Red Dead is a work of art. It’s just shameful that Rockstar has neglected it.
Starfield is such a piece of shit, it actually gets me upset thinking about how bad of an experience it was. I finished it just so I would know how it turns over and I’m still angry about it. Thankfully I waited until it was less than $50
Yeah I hear that. At one point I was thinking why didn’t they turn the ai generator on the random shit instead of the world. Like there’s all these worlds and only one package type for everything? The immersion could have been amazing if there was 50 different packages of Chunks or whatever.
If I paid for starfield I would have felt annoyed about it. Played it on game pass so probably spent half price or less on the subscription time. It was fine, but not full price fine.
If Labor of Love had to go to a huge project, it should have gone to CyberPunk 2077. The devs had it at least as bad, if not worse, and oh they actually massively significantly improved the game.
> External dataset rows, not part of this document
PR #4468, opened 2018-07-23
Fix level 126 next goal to be max XP (200,000,000) instead of -1 xp

### LINKED ISSUE #3658: Xp tracker doesn't track xp gained after hitting virtual level 126 in the skill
You can see in the pic I'm gaining smithing xp but it's not appearing on the tracker. This happened after hitting virtual level 126.

image

LeviSchuck:
This is a fix for endLevelExp being set to -1, which then causes an exception later when creating a snapshot for the GUI. That exception is thrown in `Experience.getLevelForXp` on a `< 0` xp amount.

The fix is to use the max XP value, which also is convenient for those that want to hit the max XP in the game, namely 200,000,000.

image

image

Used `::addxp fishing <big number here>` to test this.

Resolves #3658

### DIFF
--- a/runelite-client/src/main/java/net/runelite/client/plugins/xptracker/XpStateSingle.java
+++ b/runelite-client/src/main/java/net/runelite/client/plugins/xptracker/XpStateSingle.java
@@ -220,7 +220,9 @@ class XpStateSingle
 		if (goalEndXp <= 0 || currentXp > goalEndXp)
 		{
 			int currentLevel = Experience.getLevelForXp(currentXp);
-			endLevelExp = currentLevel + 1 <= Experience.MAX_VIRT_LEVEL ? Experience.getXpForLevel(currentLevel + 1) : -1;
+			endLevelExp = currentLevel + 1 <= Experience.MAX_VIRT_LEVEL
+				? Experience.getXpForLevel(currentLevel + 1)
+				: Experience.MAX_SKILL_XP;
 		}
 		else
 		{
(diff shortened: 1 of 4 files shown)


runelite-client/src/main/java/net/runelite/client/plugins/xptracker/XpStateSingle.java
```diff
@@ -220,7 +220,9 @@ boolean update(int currentXp, int goalStartXp, int goalEndXp)
 		if (goalEndXp <= 0 || currentXp > goalEndXp)
 		{
 			int currentLevel = Experience.getLevelForXp(currentXp);
-			endLevelExp = currentLevel + 1 <= Experience.MAX_VIRT_LEVEL ? Experience.getXpForLevel(currentLevel + 1) : -1;
+			endLevelExp = currentLevel + 1 <= Experience.MAX_VIRT_LEVEL
+				? Experience.getXpForLevel(currentLevel + 1)
+				: 200000000;
```
Nightfirecat: `200_000_000`

Nightfirecat:
It would be kind of nice to have a visual indicator that you're working toward `MAX` instead of the start and end level goals being identical.

MagicfTail:
200 would be a nice max ^

runelite-client/src/main/java/net/runelite/client/plugins/xptracker/XpStateSingle.java
```diff
@@ -248,6 +252,8 @@ XpSnapshotSingle snapshot()
 			.actionsRemainingToGoal(getActionsRemaining())
 			.actionsPerHour(getActionsHr())
 			.timeTillGoal(getTimeTillLevel())
+			.startLevelLabel("Lvl. " + startLevel)
```
deathbeam: I would rather propagate startLevelXp and endLevelXp and create labels from UI, I dont think creating of labels should be located here

LeviSchuck:
Made updates @deathbeam

PR #3668, opened 2018-06-07
Improve client creation

deathbeam:
## Move rs-client related classes to own package

To properly differentiate between client loading logic, move these
classes to own package.

## Allow RS loading classes to be used with Guice

- Provide OkHttpClient through Guice instead of using it from static
variable
- Chain the RS classes with Guice and inject ClientLoader to RuneLite
class
- Cleanup RS loading classes a bit

## Inject and load RS client and applet through Guice

Instead of requiring to create client from RuneLite just use Guice for
it and separate applet provider.

## Remove recursive dependency on RuneLite

Extract RuneLite#shutdown to separate class so RuneLite do not depends
on ClientUI and ClientUI do not depends on RuneLite.

Signed-off-by: Tomas Slusny <slusnucky@gmail.com>

PR #3497, opened 2018-05-30
Add a splash screen to RuneLite

jplsek:
## About
Although the client is still fast when starting up, "nothing" happens for several seconds. Adding a splash screen at least lets the user know that "something" is happening, and not try to open the client multiple times. This is more noticeable when the api is acting slow or when users have a slow connection. The current implementation does not seem to affect launch time.

## API
- All public methods are non-blocking.
- There is an argument to disable the splash screen.

I'm not sure how the API should act. Right now, it's part of `init`. Should the `setMessage` calls be inside the individual methods?

## UI
Updated:
updated4

Before:
<details>

Here is a full video of the splash screen (the inconsistent "RuneScape" capitals have been fixed):
normal

Slow connection simulation (1000ms delay):
slow
</details>

Feedback welcome. Thanks!

PR #4470, opened 2018-07-24
runelite-client: Open window after plugins are started

Abextm:
#3668 reordered client startup to show the window before plugins are loaded, which makes the client startup about 600ms slower. Moving pack() later also gives us a noticeable improvement in startup time, totaling roughly 1000ms

### DIFF
--- a/runelite-client/src/main/java/net/runelite/client/RuneLite.java
+++ b/runelite-client/src/main/java/net/runelite/client/RuneLite.java
@@ -241,7 +241,7 @@ public class RuneLite
 		sessionManager.loadSession();
 
 		// Initialize UI
-		clientUI.open(this);
+		clientUI.init(this);
 
 		// Initialize Discord service
 		discordService.init();
@@ -272,6 +272,9 @@ public class RuneLite
 
 		// Start plugins
 		pluginManager.startCorePlugins();
+
+		// Show the window
+		clientUI.show();
 	}
 
 	public void shutdown()
--- a/runelite-client/src/main/java/net/runelite/client/ui/ClientUI.java
+++ b/runelite-client/src/main/java/net/runelite/client/ui/ClientUI.java
@@ -280,7 +280,7 @@ public class ClientUI
 	 * @param runelite runelite instance that will be shut down on exit
 	 * @throws Exception exception that can occur during creation of the UI
 	 */
-	public void open(final RuneLite runelite) throws Exception
+	public void init(final RuneLite runelite) throws Exception
 	{
 		SwingUtilities.invokeAndWait(() ->
 		{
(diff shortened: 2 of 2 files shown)


deathbeam:
600ms is not much when you have visual indicator sooner instead. But, simple reorder of the startup sequence causing slower startup do not makes much sense, any idea why that happens?

Abextm:
I would assume its mostly redraw and relayout

Abextm:
And #3497 is a much better way to show that something is happening than showing a partially built UI.

deathbeam:
The only redraw happening should be sidebar and that one should be only partial and there should be no relayout, so that is kind of weird. Maybe but showing client ui sooner was less effort.

Abextm:
I don't think moving the code to where it was before is much effort, and
even if it was more complicated that copy and paste I think it would still
be worth it.

deathbeam:
No i mean showing the ClientUI sooner is less effort than adding loading screen :d Anyway, I tried this and its working, maybe it would solve the issue instead of partially reverting the change? 

```diff
diff --git a/runelite-client/src/main/java/net/runelite/client/ui/ClientPluginToolbar.java b/runelite-client/src/main/java/net/runelite/client/ui/ClientPluginToolbar.java
index fb7a112607..8e7c7b6539 100644
--- a/runelite-client/src/main/java/net/runelite/client/ui/ClientPluginToolbar.java
+++ b/runelite-client/src/main/java/net/runelite/client/ui/ClientPluginToolbar.java
@@ -66,7 +66,6 @@ public class ClientPluginToolbar extends JToolBar
                                add(component, index);
                        }

-                       revalidate();
                        repaint();
                }
        }
@@ -78,7 +77,6 @@ public class ClientPluginToolbar extends JToolBar
                if (component != null)
                {
                        remove(component);
-                       revalidate();
                        repaint();
                }
        }
```

Abextm:
It still needs to be revalidated for when plugins add panels after startup

deathbeam:
Well i tested adding panels after startup and it works even without revalidation,

deathbeam:
Both #4479 and this PR have approximately same effect for me:

```
2018-07-24 19:06:23 [main] INFO  net.runelite.client.RuneLite - Startup time 2413
2018-07-24 19:06:35 [main] INFO  net.runelite.client.RuneLite - Startup time 2395
2018-07-24 19:06:45 [main] INFO  net.runelite.client.RuneLite - Startup time 2228
2018-07-24 19:06:56 [main] INFO  net.runelite.client.RuneLite - Startup time 2379
```

Both are measured using simple diff between 2 times in RuneLite in affected area:

```diff
+import java.time.Duration;
+import java.time.Instant;
 import java.util.Locale;
 import javax.annotation.Nullable;
 import javax.inject.Provider;
@@ -240,6 +242,8 @@ public class RuneLite
                // Load the session, including saved configuration
                sessionManager.loadSession();

+               Instant start = Instant.now();
+
                // Initialize UI
                clientUI.init(this);

@@ -275,6 +279,9 @@ public class RuneLite

                // Show the window
                clientUI.show();
+
+               Instant end = Instant.now();
+               log.info("Startup time {}", Duration.between(start, end).toMillis());
        }
```

PR #3879, opened 2018-06-18
Add prayer bar to prayer plugin

deathbeam:
Add optional prayer bar under HP bar to prayer plugin.
Reimplemented from and closes #2549

Preview:
screenie

screenshot 2018-07-09 00 24 40

PR #4472, opened 2018-07-24
Add prayer bar color configuration options

nfiniteecho:
Adds options to #3879 to configure fill and background color of prayer bar.  

GIF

It doesn’t need to go to a huge project, it needs to go to a project that was supported for a long time by dedicated devs who like working on the game and put in their all into it etc. Red dead was literally all crunch, devs hated working on it, and it stopped immediately after release.
Still laughing at anyone who watched Fallout 76 happen then willingly purchased a Bethesda game before two weeks after release to allow for some actual reviews to happen and the hype train to lessen.
I fully believe that particular occurrence was just people blindly voting for the games they recognized. Tbh, I’d be more disappointed if it was a coordinated effort. Highlighting a smaller game that is is great would be exponentially more effective and beneficial than using the awards to complain about a game you don’t enjoy playing. The studios aren’t going to notice, and neither will most people (like me), so it’s really just wasted effort.
Nah dude. Both cases are incredibly famous for what they were voted for. It was countless people shitposting. There were other, better recognizable games in there. Like Red Dead 2 is from 6 years ago.